Não está claro no filme dirigido por Frank Perry se o comportamento
agressivo de Joan era habitual ou se o roteiro (ou o livro) manipula
momentos isolados de histeria da atriz. À época do lançamento do
livro, Christina foi acusada de reinvindicar os holofotes para si,
face a Joan estar morta há apenas dezessete meses. De qualquer
forma, o filme Mamãezinha querida coloca uma interrogação no
que entrega aos espectadores. Faye Dunaway, por sua vez, exagerou na
composição da personagem e o filme não caiu nas graças de
Hollywood, tendo recebido o troféu Framboesa de Ouro4,
em 1982. A protagonista, anos depois, declarou ter se arrependido do
papel.
(Francisco Filardi)
___________
1 O filme apenas menciona o fato, não fazendo
referência ao título da série.
2 Não se sabe até que ponto muito do que fora
divulgado na imprensa, à época, teria sido obra de assessores de
imprensa para alimentar e manter o fogo da rivalidade.

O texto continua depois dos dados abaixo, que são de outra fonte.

PR #76, opened 2020-04-06
feat(zfspv): handling unmounted volume .

pawanpraka1:
There can be cases where openebs namespace has been accidentally deleted. If that happens, the volume CRs deletion will be triggered. Volume CR deletion will trigger dataset deletion process. Prior to the actual deletion of the data, the driver will attempt to do the following:
- Unmount the dataset(not the case with zvol as it will be unmounted via NodeUnPublish) Unmounting the dataset will Set the mount="no"
- Delete the zvol or dataset

But since the volume is actively consumed by a pod, the destroy will fail, as the volume is busy. The zvols continue to operate. However with datasets, it is umounted resulting in the setting of mount="no", but then delete will fail.

Now, there are two actions that the user can take:
(a) Continue to clean-up, so that setup can be re-created
(b) Reinstall openebs and try to create volumes and point to the underlying datasets. 

In case (a), the user will have to go delete the application pods and then start deleting the PVCs. However, the PV deletion will fail, because the steps to clean up do not find that volume is mounted and will be aborted. 

Let us assume case (b), and prior to actually reinstalling, as the volumes are still intact, applications are expected to continue to access the data. 

However, if a node restart occurs, due to the mount being set to no, the pods will not be able to access the volume. The data stored by the pod will not persist as it is not backed by persistence storage.

 To recover from the partial clean up steps. the following needs to be done on each of the nodes:
- `zfs get mounted` : check if there is any unmounted dataset with this option as "no". 
- For all the datasets that showed mounted as no, do the following:
 `zfs mount <dataset name>`
  The above commands will result in mounting the dataset. 

Here in this PR :
- automating the manual steps performed above to check that volume can be mounted, even if a manual operation left it in a non-mountable state. 
- helping with the case (a), by into NodeUnPublish operation - that continues to destroy in whatever state the volume may be in. 
- add helpful debug messages. 

### DIFF
--- a/pkg/driver/agent.go
+++ b/pkg/driver/agent.go
@@ -133,10 +133,8 @@ func (ns *node) NodeUnpublishVolume(
 ) (*csi.NodeUnpublishVolumeResponse, error) {
 
 	var (
-		err           error
-		vol           *apis.ZFSVolume
-		devpath       string
-		currentMounts []string
+		err error
+		vol *apis.ZFSVolume
 	)
 
 	if err = ns.validateNodeUnpublishReq(req); err != nil {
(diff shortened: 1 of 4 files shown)


pkg/driver/agent.go
```diff
@@ -147,37 +145,17 @@ func (ns *node) NodeUnpublishVolume(
...
-		goto NodeUnpublishResponse
-	}
-
-	currentMounts, err = zfs.GetMounts(devpath)
-	if err != nil {
-		return nil, err
-	} else if len(currentMounts) == 0 {
-		return nil, status.Error(codes.Internal, "umount request for not mounted volume")
-	} else if len(currentMounts) == 1 {
-		if currentMounts[0] != targetPath {
```
kmova, line 163: I think this condition check went away with the refactored code. Is this condition not required anymore?

pawanpraka1: We are already checking in UmountVolume that if volume is mounted at the targetpath then only unmount it, otherwise we should always return 0 OK.

PR #1212, opened 2019-10-01
LaunchDarkly modules

mightyguava:
Porting this over from skim. Adds the following modules:

`misk-feature` -- feature service interfaces
`misk-feature-testing` -- testing impl of said interfaces
`misk-launchdarkly-core` -- LaunchDarkly SDK wrapper that doesn't depend on `misk`, so we can use it in our monorepo
`misk-launchdarkly` -- Misk guice bindings for launchdarkly


misk-feature-testing/src/main/kotlin/misk/feature/testing/TestFeatureFlags.kt
```diff
@@ -0,0 +1,68 @@
...
+import misk.feature.FeatureFlags
+import misk.feature.FeatureService
+import javax.inject.Inject
+import javax.inject.Singleton
+
+/**
+ * In-memory test implementation of [FeatureFlags] that allows flags to be overridden.
+ */
+@Singleton
+class TestFeatureFlags @Inject constructor() : AbstractIdleService(),
```
swankjesse: Can you rename this to `FakeFeatureFlags` ? Or perhaps `SimpleFeatureFlags` ?

misk-feature-testing/src/main/kotlin/misk/feature/testing/TestFeatureFlags.kt
```diff
@@ -0,0 +1,68 @@
...
+import com.google.common.util.concurrent.AbstractIdleService
+import misk.feature.Attrs
+import misk.feature.Feature
+import misk.feature.FeatureFlags
+import misk.feature.FeatureService
+import javax.inject.Inject
+import javax.inject.Singleton
+
+/**
+ * In-memory test implementation of [FeatureFlags] that allows flags to be overridden.
```
swankjesse: should this be thread-safe?

misk-feature-testing/src/main/kotlin/misk/feature/testing/TestFeatureFlags.kt
```diff
@@ -0,0 +1,68 @@
...
+@Singleton
+class TestFeatureFlags @Inject constructor() : AbstractIdleService(),
+    FeatureFlags,
+    FeatureService {
+  override fun startUp() {}
+  override fun shutDown() {}
+
+  private val overrides = mutableMapOf<Feature, Any>()
+
+  override fun getBool(feature: Feature, token: String, attrs: Attrs?): Boolean {
```
swankjesse: Bool –> Boolean

misk-feature-testing/src/main/kotlin/misk/feature/testing/TestFeatureFlags.kt
```diff
@@ -0,0 +1,68 @@
+package misk.feature.testing
+
+import com.google.common.util.concurrent.AbstractIdleService
+import misk.feature.Attrs
```
swankjesse: Please rename this

swankjesse: Convention in Java land is to not abbreviate things. Motivation is that abbreviations are hard to guess and hard to grep

misk-feature-testing/src/main/kotlin/misk/feature/testing/TestFeatureFlagsModule.kt
```diff
@@ -0,0 +1,41 @@
...
+import misk.inject.toKey
+import kotlin.reflect.KClass
+
+/**
+ * Binds a [TestFeatureFlags] that allows tests to override values.
+ */
+class TestFeatureFlagsModule(
+  private val qualifier: KClass<out Annotation>? = null
+) : KAbstractModule() {
+  private val testFeatureFlags = TestFeatureFlags()
```
swankjesse: This class has an injectable constructor, you shouldn’t instantiate it manually

misk-feature-testing/src/main/kotlin/misk/feature/testing/TestFeatureFlagsModule.kt
```diff
@@ -0,0 +1,41 @@
...
+
+  override fun configure() {
+    val key = TestFeatureFlags::class.toKey(qualifier)
+    bind(key).toInstance(testFeatureFlags)
```
swankjesse: you can say `bind(key);` and that’ll bind it to the injectable constructor

misk-feature-testing/src/main/kotlin/misk/feature/testing/TestFeatureFlagsModule.kt
```diff
@@ -0,0 +1,41 @@
...
+   * instead of within individual test classes.
+   *
+   * Usage:
+   * ```
+   * install(TestFeatureFlagsModule().withOverrides { flags ->
+   *   flags.overrideBool(Feature("foo"), true)
+   * })
+   * ```
+   */
+  fun withOverrides(lambda: (TestFeatureFlags) -> Unit): TestFeatureFlagsModule {
```
swankjesse: If you want a fancier API:

```
   install(TestFeatureFlagsModule().withOverrides {
     overrideBool(Feature("foo"), true)
   })
```

You do this:

```
  fun withOverrides(lambda: TestFeatureFlags.() -> Unit): TestFeatureFlagsModule {
```

misk-feature-testing/src/test/kotlin/misk/feature/testing/TestFeatureFlagsTest.kt
```diff
@@ -0,0 +1,50 @@
...
+
+  @Test
+  fun getEnum() {
+    // Defaults to first enum.
+    assertThat(subject.getEnum<Dinosaur>(FEATURE, TOKEN))
+        .isEqualTo(Dinosaur.PTERODACTYL)
+
+    // Can be overridden
+    subject.override(FEATURE, Dinosaur.TYRANNOSAURUS)
+    assertThat(subject.getEnum<Dinosaur>(FEATURE, TOKEN))
```
swankjesse: Nice API!

misk-feature/src/main/kotlin/misk/feature/FeatureFlags.kt
```diff
@@ -0,0 +1,74 @@
...
+
+/**
+ * Typed feature string.
+ */
+data class Feature(val name: String)
+
+/**
+ * Extra attributes to be used for evaluating features.
+ */
+data class Attrs(
```
swankjesse: Could you make an instance of Attrs that’s emtpy, and make _that_ the default? As-is I can specify both empty attrs and null.

misk-feature/src/main/kotlin/misk/feature/FeatureFlags.kt
```diff
@@ -0,0 +1,74 @@
...
+  val stringAttrs: Map<String, String> = mapOf(),
```
swankjesse: Do we want to pass this through exactly as-is? Do we have a use case? This seems like unnecessary complexity

mightyguava: This is how you'd pass user properties through for segmenting them, like by country, platform (ios/android)

misk-feature-testing/src/main/kotlin/misk/feature/testing/TestFeatureFlags.kt
mightyguava: Yeah. Should be fine to just make the underlying map a ConcurrentHashMap right?

misk-feature-testing/src/main/kotlin/misk/feature/testing/TestFeatureFlags.kt
mightyguava: Should I make it `GetInteger` then?

misk-feature-testing/src/main/kotlin/misk/feature/testing/TestFeatureFlags.kt
mightyguava: Standard abbreviations are fine no? I don't think anyone would be confused what Attr means. We use HTTP and RPC all over the place. RPC is more alien than Attr imo

misk-feature-testing/src/main/kotlin/misk/feature/testing/TestFeatureFlagsModule.kt
mightyguava: I instantiate manually to enable the `withOverrides` thing.

misk-feature-testing/src/main/kotlin/misk/feature/testing/TestFeatureFlagsModule.kt
mightyguava: Cool!

misk-feature-testing/src/main/kotlin/misk/feature/testing/TestFeatureFlags.kt
swankjesse: Yep!

misk-feature-testing/src/main/kotlin/misk/feature/testing/TestFeatureFlags.kt
swankjesse: No, a good rule is to never invent synonyms. Kotlin gives us Int and Boolean and those are the words we should use.

misk-feature/src/main/kotlin/misk/feature/FeatureFlags.kt
swankjesse: Gotcha. Can you add that example? Should we use types for this?

mightyguava: I'm not attached to this. I think almost all usages will be passing in a string map.

Not sure what you mean by using types. Can you expand on that?

misk-feature-testing/src/main/kotlin/misk/feature/testing/TestFeatureFlags.kt
swankjesse: I'm recalling Effective Java Item 68. This is how we’ve named most of the things in Misk and I think it’s also good for us to be consistent!

swankjesse: (Abbreviations and Acronyms are different things, and the rules of acronyms is that they’re written like words: XmlHttpRequest instead of XMLHTTPRequest.)

misk-feature/src/main/kotlin/misk/feature/FeatureFlags.kt
swankjesse: In my experience if you give developers a `Map<String, String>` then some of them will use `state/prov: CALIFORNIA` and others will use `STATE: ca`. Giving them a type instead makes it easier to be consistent, which increases the value of the data gathered.

Here’s a hypothetical sketch:

```
/** Subtypes are data classes whose fields are captured with feature flag lookups. */
interface Attributes {
}

data class PlasmaAttributes {
  val state: UspsState,
  val statusLevel: StatusLevel,
  val userAgent: UserAgent
} : Attributes
```

used like this:

```
  override fun getBoolean(feature: Feature, token: String, attributes: Attributes) Boolean {
    ...
  }
```

That way every developer says “what is an Attributes?” and they find their project’s implementation and that makes things typesafe.

Lets land this as-is before adding that though.

misk-feature-testing/src/main/kotlin/misk/feature/testing/FakeFeatureFlags.kt
```diff
@@ -0,0 +1,69 @@
...
+  private val overrides = ConcurrentHashMap<Feature, Any>()
+
+  override fun getBoolean(feature: Feature, token: String, attributes: Attributes): Boolean {
+    return overrides.getOrDefault(feature, false) as Boolean
+  }
+
+  override fun getInt(feature: Feature, token: String, attributes: Attributes): Int {
+    checkNotNull(
+        overrides[feature]) { "Int flag $feature must be overridden with override() before use" }
+    return overrides[feature] as Int
```
swankjesse: if you want, you can combine the cast with the nullcheck AND get a free typecheck

```
return overrides[feature] as? Int
  ?: throw IllegalArgumentException("Int flag $feature must be overridden with override() before use")
```

misk-launchdarkly-core/src/main/kotlin/misk/feature/launchdarkly/LaunchDarklyFeatureFlags.kt
```diff
@@ -0,0 +1,116 @@
...
+    throw IllegalStateException("Feature flag $feature is off but no off variation is specified")
+  }
+
+  private fun buildUser(token: String, attributes: Attributes): LDUser {
+    val builder = LDUser.Builder(token)
+    attributes.text.forEach { (k, v) ->
+      when (k) {
+        // LaunchDarkly has some built-in keys that have to be initialized with their named
+        // methods.
+        "secondary" -> builder.secondary(k)
```
swankjesse: with respect to types, it’d be better if this was part of the API instead of part of the implementation.

misk-launchdarkly-core/src/main/kotlin/misk/feature/launchdarkly/LaunchDarklyFeatureFlags.kt
```diff
@@ -0,0 +1,116 @@
...
+        "ip" -> builder.ip(k)
+        "email" -> builder.email(k)
```
swankjesse: We probably never want to send them email addresses right?

mightyguava: Probably not, I'm just transcribing the set of "special" keys

misk-feature/src/main/kotlin/misk/feature/FeatureFlags.kt
mightyguava: We want to have consistency across services. I'd like to explore deeper how to do that in a type safe manner. My initial thought is that we may get most of what we want by exposing constants for common keys rather than adding types

PR #1214, opened 2019-10-02
Add Service.name() to misk module

jjestrel:


misk/src/main/kotlin/misk/Service.kt
```diff
@@ -0,0 +1,8 @@
+package misk
+
+import com.google.common.util.concurrent.Service
+
+fun Service.name(): String = when (this) {
```
jjestrel: I'm open to putting this in a different package. This way we have misk expose a way to get a "name" then callers don't need to care (at the call site) about dealing with CoordinatedService vs plain service

swankjesse: I think this wants to be CoordinatedService’s toString().

adrw: You could move this and all related Service files (CoordinatorService, MiskServiceModule, ServiceGraphBuilder, ServiceModule...)  into a `misk.service` package.

jjestrel: I think the toString change is a different unit of work than this PR. It would be nice if Service just had name() in the interface

swankjesse: Unfortunately that’s not how extension methods work. In particular, custom implementations of `Service` cannot override this method to provide their own name.

jjestrel:
We did something else

PR #1216, opened 2019-10-03
split out misk-service module for misk's ServiceManager

mightyguava:
This makes `misk.ServiceModule` usable in `misk-feature-testing`. `ServiceModule` is needed by basically every misk module, so splitting it out will make it easier for us to use it internally in dc.


misk/src/main/kotlin/misk/web/actions/StatusAction.kt
```diff
@@ -30,7 +30,7 @@ class StatusAction @Inject internal constructor(
     val services = serviceManagerProvider.get().servicesByState().values().asList()
     val serviceStatus = services.map {
       when (it) {
-        is CoordinatedService -> it.service.javaClass.simpleName to it.state()
+        is DelegatingService -> it.service.javaClass.simpleName to it.state()
```
mightyguava: @jjestrel fyi I added a new interface to work around `CoordinatedService` being internal

jjestrel: @swankjesse and I spent a lot of time talking about this in a different PR. I think `DelegatingService` is better than what I tried in my other PR. LGTM

PR #1217, opened 2019-10-04
Update to wire3.0.0-rc03

oldergod:
- [x] Use Wire3.0.0-rc03 which doesn't depend on okio 2.5.0-SNAPSHOT.


misk/src/main/kotlin/misk/grpc/GrpcMessageSink.kt
```diff
@@ -38,5 +42,16 @@ internal class GrpcMessageSink<T : Any> constructor(
...
+  override fun close() {
+    if (closed) return
+    closed = true
+    sink.close()
+  }
+
   override fun toString() = "GrpcMessageSink"
-}
\ No newline at end of file
+}
```
oldergod: All copied from Wire

dependencies.gradle
```diff
@@ -87,9 +87,9 @@ ext.dep = [
   "tracingJaeger": "com.uber.jaeger:jaeger-core:0.24.0",
   "tracingZipkin": "io.opentracing.brave:brave-opentracing:0.29.0",
   "vitess": "io.vitess:vitess-jdbc:3.0.0",
-  "wireRuntime": "com.squareup.wire:wire-runtime:3.0.0-rc01",
-  "wireGrpcClient": "com.squareup.wire:wire-grpc-client:3.0.0-rc01",
-  "wirePlugin": "com.squareup.wire:wire-gradle-plugin:3.0.0-rc01",
+  "wireRuntime": "com.squareup.wire:wire-runtime-multiplatform:3.0.0-rc02",
```
swankjesse: why does this change? I don’t like this because it means we could have both!

misk-grpc-tests/build.gradle
```diff
@@ -47,7 +49,7 @@ sourceSets {
   main.java.srcDirs += 'build/generated/source/proto/main/java'
 
   // TODO(jwilson): we do this to make IntelliJ happy but the Wire Gradle plugin should do that.
-  main.java.srcDirs += 'build/generated/src/main/java'
+  main.java.srcDirs += 'build/generated/source/wire'
```
swankjesse: nice

misk-grpc-tests/src/main/proto/routeguide/RouteGuideProto.proto
```diff
@@ -11,7 +11,7 @@
 // WITHOUT WARRANTIES OR CONDITIONS OF ANY KIND, either express or implied.
 // See the License for the specific language governing permissions and
 // limitations under the License.
-syntax = "proto3";
+syntax = "proto2";
```
swankjesse: nice

misk/src/main/kotlin/misk/grpc/GrpcMessageSink.kt
```diff
@@ -2,26 +2,30 @@ package misk.grpc
...
  * @param messageAdapter a proto adapter for each message.
+ * @param callForCancel the HTTP call that can be canceled to signal abnormal termination.
  * @param grpcEncoding the content coding for the stream body.
  */
 internal class GrpcMessageSink<T : Any> constructor(
   private val sink: BufferedSink,
   private val messageAdapter: ProtoAdapter<T>,
-  private val grpcEncoding: String = "identity"
-) : MessageSink<T>, Closeable by sink {
+  private val callForCancel: Call?,
```
swankjesse: For follow-up, I think we’re going to want to cancel the Jetty request.

dependencies.gradle
oldergod: I was just playing around, I think I'll revert this whole file (except for the wire's version upgrade) and will keep everything the same otherwise

misk-grpc-tests/src/main/proto/routeguide/RouteGuideProto.proto
oldergod: Well, Wire didn't leave me much choice...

3 Em 1985, Barbara Davis Hyman, filha de Bette
Davis, publicaria o livro My mother’s keeper (não publicado
no Brasil), no qual descreve sua difícil relação com a mãe.
4 O Framboesa de Ouro é uma sátira ao Oscar; sua
premiação é destinada aos piores filmes do ano.
P.S.: A série FEUD (2017), produzida pelo FOX Channel, é
protagonizada por Jessica Lange (Joan Crawford) e Susan Sarandon
(Bette Davis) e inspirada nas brigas das atrizes nos bastidores da
produção de O que terá acontecido a Baby Jane?.